(INPUT RECORDS begins)
Issue #77, opened 2016-02-19
Race condition with observation on client update


vvalchev:
We have the following situation:
1. there is a client with endpoint 'endpoint' and registration ID "reg1".
2. we've provided an ObservationRegistryListener
3. we send observe request to a certain instance
4. simultaneously the client sends 'update' request to our server changing it's registration id to 'reg2'.

From that point, the ObservationListener.newValue() receives new values but the observation is with registration id 'reg1', while it should be 'reg2'.

Because of the invalid registration ID I'm also unable to find the client it is coming from. Therefore I suggest, that the Observation should contain the endpoint ID. Or, at least Leshan should update the existing Observations with the new registration ID, on ClientRegistryListener.updated(Client) event is received.

sbernard31:
If I well understand, you say that an `UPDATE` change the registration ID ?
I think it's not allowed by the spec..

vvalchev:
Hmm, good point! I should check the specification, and if you are right - then the problem is in the device I use. Thank you.

p-koev:
I would just like to clarify, that this occurs when the device is restarted, not on update. It sends a new registration request with the same endpoint name and address, so it is assigned a new registration id. However the observation remains with the old registration id, and it notifies the ObservationListeners for value changes using that expired id.

sbernard31:
Ok, this use case is no so clear in the spec. An [issue](https://github.com/OpenMobileAlliance/OMA-LwM2M-Public-Review/issues/71) is open at the OMA
As I understand the spec, the observation lifetime is linked to a registration. 

When you said the registration remain you mean at client or server side ?
Which client implementation did you use ? Leshan client ?

p-koev:
Real device connected to Leshan server. The problem arises because the observer request is triggered after the device goes offline, but before the lifetime interval has expired. So it is still present in the client registry. Then when the device quickly comes back online it receives a new registration Id, and also the observation request. Thus an observation is created both on the client and server, but the one in Leshan server still has the old registration Id.

sbernard31:
When Leshan receive a new registration request, it cancels all observations of the previous registration.
An observation is linked to a registration so, it's normal that the old observation has the old registration id. But it should have a new observation linked to the new registration (if you resent the request)

Did you use Leshan server demo (previously named standalone) or did you use Leshan as a lib in your server ?
In this case, did you have custom implementation ? like a custom ClientRegistry for example ?

p-koev:
[...]

PR #100, opened 2016-03-15
Cancel pending request on de-registration

sbernard31:
(This should fix the #77 )

### DIFF
--- a/leshan-integration-tests/src/test/java/org/eclipse/leshan/integration/tests/RegistrationTest.java
+++ b/leshan-integration-tests/src/test/java/org/eclipse/leshan/integration/tests/RegistrationTest.java
@@ -20,7 +20,9 @@ import static org.eclipse.leshan.integration.tests.IntegrationTestHelper.ENDPOIN
 import static org.eclipse.leshan.integration.tests.IntegrationTestHelper.LIFETIME;
 import static org.junit.Assert.assertArrayEquals;
 import static org.junit.Assert.assertEquals;
+import static org.junit.Assert.assertFalse;
 import static org.junit.Assert.assertNotNull;
+import static org.junit.Assert.assertNull;
 import static org.junit.Assert.assertTrue;
 
 import java.net.InetAddress;
@@ -36,7 +38,9 @@ import org.eclipse.leshan.client.californium.impl.CaliforniumLwM2mClientRequestS
 import org.eclipse.leshan.client.resource.LwM2mInstanceEnabler;
 import org.eclipse.leshan.client.resource.LwM2mObjectEnabler;
 import org.eclipse.leshan.client.resource.ObjectEnabler;
+import org.eclipse.leshan.core.request.ReadRequest;
 import org.eclipse.leshan.core.request.RegisterRequest;
+import org.eclipse.leshan.core.response.ReadResponse;
 import org.eclipse.leshan.server.client.Client;
 import org.eclipse.leshan.server.security.NonUniqueSecurityInfoException;
 import org.junit.After;
@@ -83,6 +87,38 @@ public class RegistrationTest {
         helper.client.stop(true);
         helper.waitForDeregistration(1);
         assertTrue(helper.server.getClientRegistry().allClients().isEmpty());
+    }
+
+    @Test
+    public void deregister_cancel_pending_request() throws InterruptedException {
+        // Check registration
+        assertTrue(helper.server.getClientRegistry().allClients().isEmpty());
+
+        helper.client.start();
+        helper.waitForRegistration(1);
+
+        assertEquals(1, helper.server.getClientRegistry().allClients().size());
+        Client client = helper.server.getClientRegistry().get(ENDPOINT_IDENTIFIER);
+        assertNotNull(client);
+        assertArrayEquals(LinkObject.parse("</>;rt=\"oma.lwm2m\",</1/0>,</2>,</3/0>".getBytes()),
+                client.getObjectLinks());
+
+        // Stop client with out de-registration
+        helper.client.stop(false);
+
+        // Send a read which should be retransmitted.
+        Callback<ReadResponse> callback = new Callback<ReadResponse>();
+        helper.server.send(client, new ReadRequest(3, 0, 1), callback, callback);
+
+        // Restart client (de-registration/re-registration)
+        helper.client.start();
+
+        // Check the request was cancelled.
+        boolean timedout = !callback.waitForResponse(1000);
+        assertFalse("Response or Error expected", timedout);
+        assertTrue("Response or Error expected", callback.isCalled().get());
+        assertNull("No response expected", callback.getResponse());
+        assertNotNull("Exception expected", callback.getException());
     }
 
     @Test
--- a/leshan-integration-tests/src/test/java/org/eclipse/leshan/integration/tests/RegistrationTest.java
+++ b/leshan-integration-tests/src/test/java/org/eclipse/leshan/integration/tests/RegistrationTest.java
@@ -29,6 +29,7 @@ import java.net.InetAddress;
 import java.net.InetSocketAddress;
 import java.util.ArrayList;
 import java.util.HashMap;
+import java.util.List;
 import java.util.Map;
 
 import org.eclipse.californium.core.network.Endpoint;
@@ -119,6 +120,47 @@ public class RegistrationTest {
         assertTrue("Response or Error expected", callback.isCalled().get());
         assertNull("No response expected", callback.getResponse());
         assertNotNull("Exception expected", callback.getException());
+    }
+
+    @Test
+    public void deregister_cancel_multiple_pending_request() throws InterruptedException {
+        // Check registration
+        assertTrue(helper.server.getClientRegistry().allClients().isEmpty());
+
+        helper.client.start();
+        helper.waitForRegistration(1);
+
+        assertEquals(1, helper.server.getClientRegistry().allClients().size());
+        Client client = helper.server.getClientRegistry().get(ENDPOINT_IDENTIFIER);
+        assertNotNull(client);
+        assertArrayEquals(LinkObject.parse("</>;rt=\"oma.lwm2m\",</1/0>,</2>,</3/0>".getBytes()),
+                client.getObjectLinks());
+
+        // Stop client with out de-registration
+        helper.client.stop(false);
+
+        // Send multiple reads which should be retransmitted.
+        List<Callback<ReadResponse>> callbacks = new ArrayList<Callback<ReadResponse>>();
+
+        for (int index = 0; index < 4; ++index) {
+            Callback<ReadResponse> callback = new Callback<ReadResponse>();
+            helper.server.send(client, new ReadRequest(3, 0, 1), callback, callback);
+            callbacks.add(callback);
+        }
+
+        // Restart client (de-registration/re-registration)
+        helper.client.start();
+
+        // Check the request was cancelled.
+        int index = 0;
+        for (Callback<ReadResponse> callback : callbacks) {
+            boolean timedout = !callback.waitForResponse(1000);
+            assertFalse("Response or Error expected, no timeout, call " + index, timedout);
+            assertTrue("Response or Error expected, call " + index, callback.isCalled().get());
+            assertNull("No response expected, call " + index, callback.getResponse());
+            assertNotNull("Exception expected, call " + index, callback.getException());
+            ++index;
+        }
     }
 
     @Test
--- a/leshan-server-cf/src/main/java/org/eclipse/leshan/server/californium/impl/CaliforniumLwM2mRequestSender.java
+++ b/leshan-server-cf/src/main/java/org/eclipse/leshan/server/californium/impl/CaliforniumLwM2mRequestSender.java
@@ -17,11 +17,15 @@ package org.eclipse.leshan.server.californium.impl;
 
 import java.net.InetSocketAddress;
 import java.util.Set;
+import java.util.SortedMap;
+import java.util.concurrent.ConcurrentNavigableMap;
+import java.util.concurrent.ConcurrentSkipListMap;
 import java.util.concurrent.CountDownLatch;
 import java.util.concurrent.TimeUnit;
 import java.util.concurrent.atomic.AtomicBoolean;
 import java.util.concurrent.atomic.AtomicReference;
 
+import org.eclipse.californium.core.coap.MessageObserver;
 import org.eclipse.californium.core.coap.MessageObserverAdapter;
 import org.eclipse.californium.core.coap.Request;
 import org.eclipse.californium.core.coap.Response;
@@ -47,6 +51,9 @@ public class CaliforniumLwM2mRequestSender implements LwM2mRequestSender {
     private final Set<Endpoint> endpoints;
     private final ObservationRegistry observationRegistry;
     private final LwM2mModelProvider modelProvider;
+    // A map which contains all pending CoAP requests
+    // This is mainly used to cancel request and avoid retransmission on de-registration
+    private final ConcurrentNavigableMap<String/* registrationId#requestId */, Request /* pending coap Request */> pendingRequests = new ConcurrentSkipListMap<>();
 
     /**
      * @param endpoints the CoAP endpoints to use for sending requests
@@ -76,7 +83,8 @@ public class CaliforniumLwM2mRequestSender implements LwM2mRequestSender {
         final Request coapRequest = coapRequestBuilder.getRequest();
 
         // Send CoAP request synchronously
-        final SyncRequestObserver<T> syncMessageObserver = new SyncRequestObserver<T>(coapRequest, destination, timeout) {
+        final SyncRequestObserver<T> syncMessageObserver = new SyncRequestObserver<T>(coapRequest, destination,
+                timeout) {
             @Override
             public T buildResponse(final Response coapResponse) {
                 // Build LwM2m response
@@ -87,6 +95,9 @@ public class CaliforniumLwM2mRequestSender implements LwM2mRequestSender {
             }
         };
         coapRequest.addMessageObserver(syncMessageObserver);
+
+        // Store pending request to cancel it on deregistration
+        addPendingRequest(destination.getRegistrationId(), coapRequest);
 
         // Send CoAP request asynchronously
         final Endpoint endpoint = getEndpointForClient(destination);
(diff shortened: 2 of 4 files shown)


boaks:
Would it be possible to put this change on an "experimental" branch?

leshan-server-cf/src/main/java/org/eclipse/leshan/server/californium/impl/CaliforniumLwM2mRequestSender.java
```diff
@@ -108,23 +117,102 @@ public T buildResponse(final Response coapResponse) {
...
         final Endpoint endpoint = getEndpointForClient(destination);
         endpoint.sendRequest(coapRequest);
     }
 
+    public synchronized void cancelPendingRequests(String registrationId) {
+        ArrayList<Request> requests = pendingRequests.get(registrationId);
+        if (requests != null) {
+            for (Request coapRequest : requests) {
+                coapRequest.cancel();
+                removePendingRequest(registrationId, coapRequest);
```
boaks: Did you check, if it's OK to remove something from a collection while "iterating" over it?

leshan-server-cf/src/main/java/org/eclipse/leshan/server/californium/impl/CaliforniumLwM2mRequestSender.java
```diff
@@ -108,23 +117,102 @@ public T buildResponse(final Response coapResponse) {
...
         // Send CoAP request asynchronously
         final Endpoint endpoint = getEndpointForClient(destination);
         endpoint.sendRequest(coapRequest);
     }
 
+    public synchronized void cancelPendingRequests(String registrationId) {
+        ArrayList<Request> requests = pendingRequests.get(registrationId);
+        if (requests != null) {
+            for (Request coapRequest : requests) {
+                coapRequest.cancel();
```
boaks: Is it really intended to call "thirdparty" stuff within a "synchronized" section?
Even, if at least logicially, this "calls back" into the same synchronized section?

leshan-server-cf/src/main/java/org/eclipse/leshan/server/californium/impl/CaliforniumLwM2mRequestSender.java
```diff
@@ -108,23 +117,102 @@ public T buildResponse(final Response coapResponse) {
...
+
+        // Store pending request to cancel it on deregistration
+        addPendingRequest(destination.getRegistrationId(), coapRequest);
 
         // Send CoAP request asynchronously
         final Endpoint endpoint = getEndpointForClient(destination);
         endpoint.sendRequest(coapRequest);
     }
 
+    public synchronized void cancelPendingRequests(String registrationId) {
```
boaks: Does it scale to introduce a "server global synchronized" section?

leshan-server-cf/src/main/java/org/eclipse/leshan/server/californium/impl/CaliforniumLwM2mRequestSender.java
```diff
@@ -47,6 +51,7 @@
     private final Set<Endpoint> endpoints;
     private final ObservationRegistry observationRegistry;
     private final LwM2mModelProvider modelProvider;
+    private final Map<String/* registration id */, ArrayList<Request> /* pending coap Request */> pendingRequests = new HashMap<>();
```
boaks: I'm not sure, if an additional map with key <reg id> is really required.
Ok, it "isolates the concerns" but extending the "Client" may be a alternative, which is also not too bad.

leshan-server-cf/src/main/java/org/eclipse/leshan/server/californium/impl/CaliforniumLwM2mRequestSender.java
```diff
@@ -108,23 +117,102 @@ public T buildResponse(final Response coapResponse) {
...
+            // TODO remove this test when we will integrate the new observation registry implementation.
+            if (coapRequest.getOptions() == null
+                    || !(coapRequest.getOptions().hasObserve() && coapRequest.getOptions().getObserve() == 0)) {
+                removePendingRequest(registrationId, coapRequest);
+            }
+        }
+
+        @Override
+        public void onAcknowledgement() {
+            removePendingRequest(registrationId, coapRequest);
```
boaks: This will "fix/bind" the usagee of piggybacked reponses.
Though "separate responses" have also advantages, I'm not sure, if binding to hard to piggybacked is a good idea.

boaks:
Is "cancel request on deregister" only wanted for californium?
If not, shouldn't we introduce a "cancel" into the core?
(OK, I already have a experimental extension for the client side. I don't want to have to many PRs open, but just for a "impression" I will create one and comment it with "don't merge".)

leshan-integration-tests/src/test/java/org/eclipse/leshan/integration/tests/RegistrationTest.java
```diff
@@ -86,6 +90,38 @@ public void register_update_deregister() {
...
+        helper.client.start();
+
+        // Check the request was cancelled.
+        boolean timedout = !callback.waitForResponse(1000);
+        assertFalse("Response or Error expected", timedout);
+        assertTrue("Response or Error expected", callback.isCalled().get());
+        assertNull("No response expected", callback.getResponse());
+        assertNotNull("Exception expected", callback.getException());
+    }
+
```
boaks: May be add a test with multiple reads will show, if the "remove while iterate" is working.

leshan-server-cf/src/main/java/org/eclipse/leshan/server/californium/impl/CaliforniumLwM2mRequestSender.java
sbernard31: The test I write is ok, but this is clearly a mistake. (I will fix this)

leshan-server-cf/src/main/java/org/eclipse/leshan/server/californium/impl/CaliforniumLwM2mRequestSender.java
sbernard31: It should be fixed too.

leshan-server-cf/src/main/java/org/eclipse/leshan/server/californium/impl/CaliforniumLwM2mRequestSender.java
sbernard31: The map is shared between the server.
 What do you propose ?

leshan-server-cf/src/main/java/org/eclipse/leshan/server/californium/impl/CaliforniumLwM2mRequestSender.java
sbernard31: Not sure to understand.  You want to extend the `org.eclipse.leshan.server.client.Client` ?
I'm not sure this is a good idea as Client should be an immutable bean which should be easily serializable.

leshan-server-cf/src/main/java/org/eclipse/leshan/server/californium/impl/CaliforniumLwM2mRequestSender.java
sbernard31: The main idea was to avoid the retransmission. That's why I firstly chose to remove pending request on acknowledgement, but maybe this is better to just wait the response.

leshan-integration-tests/src/test/java/org/eclipse/leshan/integration/tests/RegistrationTest.java
boaks: @Test
    public void deregister_cancel_multiple_pending_request() throws InterruptedException {
        // Check registration
        assertTrue(helper.server.getClientRegistry().allClients().isEmpty());

        helper.client.start();
        helper.waitForRegistration(1);

        assertEquals(1, helper.server.getClientRegistry().allClients().size());
        Client client = helper.server.getClientRegistry().get(ENDPOINT_IDENTIFIER);
        assertNotNull(client);
        assertArrayEquals(LinkObject.parse("</>;rt=\"oma.lwm2m\",</1/0>,</2>,</3/0>".getBytes()),
                client.getObjectLinks());

        // Stop client with out de-registration
        helper.client.stop(false);

        // Send multiple reads which should be retransmitted.
        List<Callback<ReadResponse>> callbacks = new ArrayList<Callback<ReadResponse>>();

        for (int index = 0; index < 4; ++index) {
            Callback<ReadResponse> callback = new Callback<ReadResponse>();
            helper.server.send(client, new ReadRequest(3, 0, 1), callback, callback);
            callbacks.add(callback);
        }

        // Restart client (de-registration/re-registration)
        helper.client.start();

        // Check the request was cancelled.
        int index = 0;
        for (Callback<ReadResponse> callback : callbacks) {
            boolean timedout = !callback.waitForResponse(1000);
            assertFalse("Response or Error expected, no timeout, call " + index, timedout);
            assertTrue("Response or Error expected, call " + index, callback.isCalled().get());
            assertNull("No response expected, call " + index, callback.getResponse());
            assertNotNull("Exception expected, call " + index, callback.getException());
            ++index;
        }
    }

Debugging this test shows:
- remove during iterate throws an exception
- that exception is "silently ignored"

sbernard31:
> Would it be possible to put this change on an "experimental" branch?

This is already in a branch [cancel_request](https://github.com/eclipse/leshan/tree/cancel_request).

leshan-server-cf/src/main/java/org/eclipse/leshan/server/californium/impl/CaliforniumLwM2mRequestSender.java
boaks: If the "pendingRequest" should not be "serialized", I think it's possible to exclude them.

May idea about this was very simple:
- the server already has a map with the <reg-id> as key. And the access to such a map is not well scaling.
- so just reuse that "already made access" by storing the stuff in the objects maintained by the first map.

leshan-integration-tests/src/test/java/org/eclipse/leshan/integration/tests/RegistrationTest.java
sbernard31: At my side, this test works too. (and I can not find any silenty ignored exception, but maybe I don't find at the good place)
But in all case, I agree with you we must not remove pending iteration using foreach.

sbernard31:
> Is "cancel request on deregister" only wanted for californium?
For now that's was the idea, as we don't have cancel on request.
> If not, shouldn't we introduce a "cancel" into the core?
We could but this is a more impacting work.
> (OK, I already have a experimental extension for the client side. I don't want to have to many PRs open, but just for a "impression" I will create one and comment it with "don't merge".)
Sounds good. We will be able to look at this.

leshan-server-cf/src/main/java/org/eclipse/leshan/server/californium/impl/CaliforniumLwM2mRequestSender.java
sbernard31: > so just reuse that "already made access" by storing the stuff in the objects maintained by the first map.
Which map ? (could you give the name of attribute and class of map you are talking about)

leshan-integration-tests/src/test/java/org/eclipse/leshan/integration/tests/RegistrationTest.java
boaks: I only analysed the deregister_cancel_multiple_pending_request() and that shows the exception.

But though you agree, I guess the fix will make this test workign as well.

boaks:
Sounds good. We will be able to look at this.

See PR #102. The principle is very primitive. So it should be also possible for the server side.
I'm not sure about the "synchronous" calls and how they should be handled.

leshan-server-cf/src/main/java/org/eclipse/leshan/server/californium/impl/CaliforniumLwM2mRequestSender.java
boaks: Sure, "ClientRegistryImpl.clientsByEp".

boaks: OK, this is "endpoint name" to client, not "register id".
So staying with the "reg-id", the entry in the map should be removed on "cancelPendingRequests", (otherwise this may be something like a memory leak).
Alternatively, we use the endpoint name, copy the request list on cancel and iterate over the copy. I will make a purposal.

boaks: PR #103 
Is a approach using concurrent collections instead of synchronization staying with the "reg-id" and is close to the original fix.

sbernard31: The `clientsByEp` is a map of the in memory `ClientRegistry` implementation. So you can not consider that this class will be always here. We have a [redis version](https://github.com/eclipse/leshan/blob/redis/leshan-server-demo/src/main/java/org/eclipse/leshan/server/demo/cluster/RedisClientRegistry.java#L50) in development  where this map does not exists.
For me `ClientRegistry` should not handle pending request this is not its responsibility.

boaks: Sure, the `ClientRegistry` should not handle pending request, but it's the central map for `Client`, regardless of its implementation.
The `CaliforniumLwM2mRequestSender.send` therefore has already a `Client` as parameter, so in my idea there is not to use a "second map/lookup" and instead use that Client. If that `Client` is extended by a List of `RequestCanceler` (see PR #102) it would be easy to cancel that list. But it was just an idea. Though this PR ist a Bugfix, I think it's better to find a solution then to discuss possibilities over and over. Therefore my proposal (see PR #103) is much closer to this solution than my "idea".

sbernard31: Totally agree, we should  keep focus on this bugfix PR. 
(About the use of Client object, I see what you mean, but this will not work with a not in memory implementation because you could have 2 `Client` instances which will represent the same Client/Registration. Each get on ClientRegistry will return a new instance)

boaks: Each get on ClientRegistry will return a new instance

OK, I see.

sbernard31:
I hope I fixed the concurrency issue and also added the Achim's test..

leshan-server-cf/src/main/java/org/eclipse/leshan/server/californium/impl/CaliforniumLwM2mRequestSender.java
```diff
@@ -137,34 +139,41 @@ public T buildResponse(final Response coapResponse) {
...
+    private String getCeilingKey(String registrationId) {
+        if (registrationId == null)
+            return null;
+        return registrationId + "#A";
+    }
+
+    private String getKey(String registrationId, Request coapRequest) {
+        if (registrationId == null || coapRequest == null)
+            return null;
+        return registrationId + '#' + coapRequest.hashCode();
```
boaks: I think, this relys on a unique `hashCode()` ...

sbernard31: The java doc say :
```java
    /**
     * ....
     * As much as is reasonably practical, the hashCode method defined by
     * class {@code Object} does return distinct integers for distinct
     * objects. (This is typically implemented by converting the internal
     * address of the object into an integer, but this implementation
     * technique is not required by the
     * Java<font size="-2"><sup>TM</sup></font> programming language.)
```
But maybe this is not the best approach... I thought about the CoAP messageID  but not sure this is better?
The CoAP spec say that:
"The same Message ID MUST NOT be reused (in communicating with the same endpoint) within the EXCHANGE_LIFETIME"_

jvermillard: Use  default hashcode or MID. I won't be :bike: shedding on this one :)

boaks: Though `addPendingRequest` always creates a `CleanerMessageObserver`, it should not be too hard to move the "key" (reg-id + unique id) to that class and then use that key in add and remove.
So there is no need to depend on `hashCode` of a third party library (even if we know, it's not really third party :-).

sbernard31:
I think all comments were taken into account.
So I rebased the code and cleaned the history to make this more readable for the next reviewers. (@msangoi ?)

leshan-integration-tests/src/test/java/org/eclipse/leshan/integration/tests/RegistrationTest.java
```diff
@@ -86,6 +91,79 @@ public void register_update_deregister() {
...
+    @Test
+    public void deregister_cancel_multiple_pending_request() throws InterruptedException {
```
msangoi: With this test, the first unit test with a single request (deregister_cancel_pending_request) is probably not necessary anymore.

leshan-server-cf/src/main/java/org/eclipse/leshan/server/californium/impl/CaliforniumLwM2mRequestSender.java
```diff
@@ -108,23 +119,109 @@ public T buildResponse(final Response coapResponse) {
...
+        // Store pending request to cancel it on deregistration
+        addPendingRequest(destination.getRegistrationId(), coapRequest);
 
         // Send CoAP request asynchronously
         final Endpoint endpoint = getEndpointForClient(destination);
         endpoint.sendRequest(coapRequest);
     }
 
+    private String getFloorKey(String registrationId) {
+        if (registrationId == null)
```
msangoi: This check is not needed. If this method returns `null`, a NPE will be raised later (`concurrentSkipListMap.subMap()`).
The null-check can be moved to the `cancelPendingRequests()` method.
Same thing for `getCeilingKey()`.

sbernard31:
I added comment about keys generation and also changed the `null` test by a `Validate.notNull()`
This is now integrated in master (commit ead8c0323da676f8cf1b39937b73e83a78b05838, and 292dc374d5074b9a2e0eb1aff7e296ab4a5e2076)
Thx all for feedback.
(INPUT RECORDS ends)
**EXERCISE**.
Beginning with the line above that contains "Race condition with", copy each line exactly up to and including the line that contains "Ok, this use", and go no further.

**SOLUTION TO THIS PROBLEM**.
Race condition with observation on client update


vvalchev:
We have the following situation:
1. there is a client with endpoint 'endpoint' and registration ID "reg1".
2. we've provided an ObservationRegistryListener
3. we send observe request to a certain instance
4. simultaneously the client sends 'update' request to our server changing it's registration id to 'reg2'.

From that point, the ObservationListener.newValue() receives new values but the observation is with registration id 'reg1', while it should be 'reg2'.

Because of the invalid registration ID I'm also unable to find the client it is coming from. Therefore I suggest, that the Observation should contain the endpoint ID. Or, at least Leshan should update the existing Observations with the new registration ID, on ClientRegistryListener.updated(Client) event is received.

sbernard31:
If I well understand, you say that an `UPDATE` change the registration ID ?
I think it's not allowed by the spec..

vvalchev:
Hmm, good point! I should check the specification, and if you are right - then the problem is in the device I use. Thank you.

p-koev:
I would just like to clarify, that this occurs when the device is restarted, not on update. It sends a new registration request with the same endpoint name and address, so it is assigned a new registration id. However the observation remains with the old registration id, and it notifies the ObservationListeners for value changes using that expired id.

sbernard31:
Ok, this use case is no so clear in the spec. An [issue](https://github.com/OpenMobileAlliance/OMA-LwM2M-Public-Review/issues/71) is open at the OMA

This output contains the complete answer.